If you are an Apache Camel committer then clone the ASF git repo at
git clone https://gitbox.apache.org/repos/asf/camel.git cd camel
git clone https://github.com/apache/camel.git cd camel
Build the project (without testing).
mvn clean install -Dtest=false
PS: You might need to build multiple times (if you get a build error) because sometimes maven fails to download all the files. Then import the projects into your workspace.
We recommend you create patches as github PRs which is much easier for us to accept and work with. You do this as any other github project, where you can fork the project, and create a branch where you work on the code, and then commit and push that code to your fork. Then navigate to the Apache Camel github webpage, and you will see that github in the top of the page has a wizard to send your recent work as a PR (pull request).

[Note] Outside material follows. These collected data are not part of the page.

PR #5182, opened 2024-11-25
http-client-java, skip ApiKeyAuth if not ApiKeyLocation.header

weidongxu-microsoft:
Current none of the core lib support KeyCredential via query or cookie.

Also skip the `@cookie param` in op parameters. (will switch to use TCGC "kind", after PR there get merged)


packages/http-client-java/emitter/src/operation-utils.ts
```diff
@@ -121,15 +115,8 @@ export function operationRefersUnion(
...
-  if (property === undefined) {
-    return false;
-  }
-  const headerInfo = getHeaderFieldName(program, property);
-  const queryInfo = getQueryParamName(program, property);
-  const pathInfo = getPathParamName(program, property);
-  const statusCodeInfo = isStatusCode(program, property);
-  return !(headerInfo || queryInfo || pathInfo || statusCodeInfo);
+export function isPayloadProperty(program: Program, property: ModelProperty): boolean {
+  return !isMetadata(program, property) && !getVisibility(program, property)?.includes("none");
```
weidongxu-microsoft, line 119: align to TCGC logic

Issue #4433, opened 2024-09-13
Add abstraction to deal with more types during serialization/deserialization in MGC


ArcturusZhang:
In 3rd party generators, they might have some more types generated from some specific input types, such as in azure, we have `ETag`, `AzureLocation`, `ResourceIdentifier`, etc.
It is simple to override the `CreateCSharpTypeCore` method to map some specific types, but the default serialization provider `MrwSerializationTypeDefinition` cannot handle those extra types, and we would get exceptions.
https://github.com/microsoft/typespec/blob/40762bf8527d0c49ee3fa64a6fd0387fa36d2475/packages/http-client-csharp/generator/Microsoft.Generator.CSharp.ClientModel/src/Providers/MrwSerializationTypeDefinition.cs#L1228

ArcturusZhang:
Several proposals:
It is always an option that we write our own serialization provider, but I believe we should avoid that, at least for a real 3rd party plugin.
So:
1. Add an abstraction to hold those hooks, we could put them on `TypeFactory` (or introduce another class to hold these) and `MrwSerializationTypeDefinition` could call it.
2. Make `MrwSerializationTypeDefinition` public and put a `protected` method on it so that we could override it to add more.

JoshLove-msft:
> 1. Add an abstraction to hold those hooks, we could put them on `TypeFactory` (or introduce another class to hold these) and `MrwSerializationTypeDefinition` could call it.

I think we would want to do this.

PR #5193, opened 2024-11-26
Add abstraction for serialization/deserialization

live1206:
Resolves https://github.com/microsoft/typespec/issues/4433

- Add abstraction for serialization/deserialization to handle more types
- handle 202 classifier
- Make `JsonElementSnippets` and `Utf8JsonWriterSnippets` public, so that sub-plugin don't need to duplicate the implementation

### DIFF
--- a/packages/http-client-csharp/generator/Microsoft.Generator.CSharp.ClientModel/src/Providers/MrwSerializationTypeDefinition.cs
+++ b/packages/http-client-csharp/generator/Microsoft.Generator.CSharp.ClientModel/src/Providers/MrwSerializationTypeDefinition.cs
@@ -1611,6 +1611,156 @@ namespace Microsoft.Generator.CSharp.ClientModel.Providers
             }
         }
 
+        internal static MethodBodyStatement SerializeValueTypeCore(
+            CSharpType type,
+            SerializationFormat serializationFormat,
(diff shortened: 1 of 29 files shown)


packages/http-client-csharp/generator/Microsoft.Generator.CSharp.ClientModel/src/Providers/MrwSerializationTypeDefinition.cs
```diff
@@ -1611,11 +1611,13 @@ private MethodBodyStatement CreateValueSerializationStatement(
...
 
-        private MethodBodyStatement SerializeValueType(
+        internal static MethodBodyStatement SerializeValueTypeCore(
             CSharpType type,
             SerializationFormat serializationFormat,
             ValueExpression value,
-            Type valueType)
+            Type valueType,
+            ScopedApi<Utf8JsonWriter> utf8JsonWriterSnippet,
+            ScopedApi<ModelReaderWriterOptions> mrwOptionsParameterSnippet)
```
ArcturusZhang, line 1620: I think it would be more readable if we could remove the `Snippet` suffix here?

ArcturusZhang (approved):
LGTM

PR #5194, opened 2024-11-26
build: fix: use pnpm for build when corepack

ncaq:
What
===

Use `pnpm run` instead of `npm run` in the `pnpm run build` when in root.

I have also changed `npx` to `pnpm dlx`.
I haven't touched anything that looks like a Windows environment, such as PowerShell, because I'm not sure what it is supposed to do.

`vsce package` add option `--no-dependencies`.
vsce package support npm and yarn, but not support pnpm. When it is executed, `pnpm install` should be finished, so it should be fine.

Why
===

When using corepack,
it is strictly decided which package manager to use, and if npm is run even though pnpm is specified to be used, as in this project, an error occurs.

Other environments where pnpm is installed but npm is not would also cause problems.

Therefore, I could not complete the `pnpm run build`.

I will try to unify pnpm as much as possible,
because there is no happiness at all if I call npm in an environment that already depends on pnpm.

Since pnpm is already assumed, there is no disadvantage at all if invoking pnpm.


ncaq:
Wow, is it possible that the CI's don't have pnpm installed or something...

ncaq:
I see, so some packages were under the npm assumption because they are not managed in the pnpm workspace.
Perhaps this can be solved by using the workaround here, but whether to do that and explicitly make the packages that were managed by npm managed by pnpm would be a different question.
I can leave this alone and still run root builds, etc., so it's a little out of the scope of this PR.

https://github.com/pnpm/pnpm/issues/2412#issuecomment-609503116

markcowl:
@ncaq Filed this issue to track this: https://github.com/microsoft/typespec/issues/5196 

Since corepack is experimental, we want to take a good look at the implications before we take a dependency on it.  We will separately look at moving all package depencies to pnpm, but this is likely to happen in December or January

Are you currently blocked from building in your environment?

ncaq:
I couldn't build it because of the corepack environment.
Since corepack seemed to have already been installed, I thought it would not be a problem.
I thought it would be natural to use pnpm where it is available, not just corepack, because we already depend on it.
There is no particular disadvantage, and even if you no longer use corepack, if you are using pnpm, it is natural to unify it as much as possible.
If you don't switch to pnpm, I think it's not impossible to unify everything to npm.

markcowl:
Closing this for now as we explore: #5196.  We may reopen or recreate this PR when that investigation concludes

There is also a Git repository at Github which you could fork. Then you submit patches as any other github project - eg work on a new feature branch and send a pull request. One of the committers then needs to accept your pull request to bring the code to the ASF codebase. After the code has been included into the ASF codebase, you need to close the pull request because we can’t do that…
When providing code patches then please include the Camel JIRA ticket number in the commit messages. We favor using the syntax:
CAMEL-9999: Some message goes here
We gladly accept patches if you can find ways to improve, tune or fix Camel in some way.
We recommend using github PRs instead of manual patch files. Especially for bigger patches.
Most IDEs can create nice patches now very easily. e.g. in Eclipse just right click on a file/directory and select Team -> Create Patch. Then just save the patch as a file and attach it to the corresponding issue on our JIRA issue tracker. If you’re a command line person try the following to create the patch
diff -u Main.java.orig Main.java >> patchfile.txt
git diff --no-prefix > patchfile.txt
The easiest way to submit a patch is to
create a new JIRA issue (you will need to register),
attach the patch or tarball as an attachment (if you create a patch file, but we recommend using github PRs)
tick the Patch Attached button on the issue We prefer patches has unit tests as well and that these unit tests have proper assertions as well, so remember to replace your system.out or logging with an assertion instead!
Before you can raise an issue in the issue tracker you need to register with it. This is quick & painless.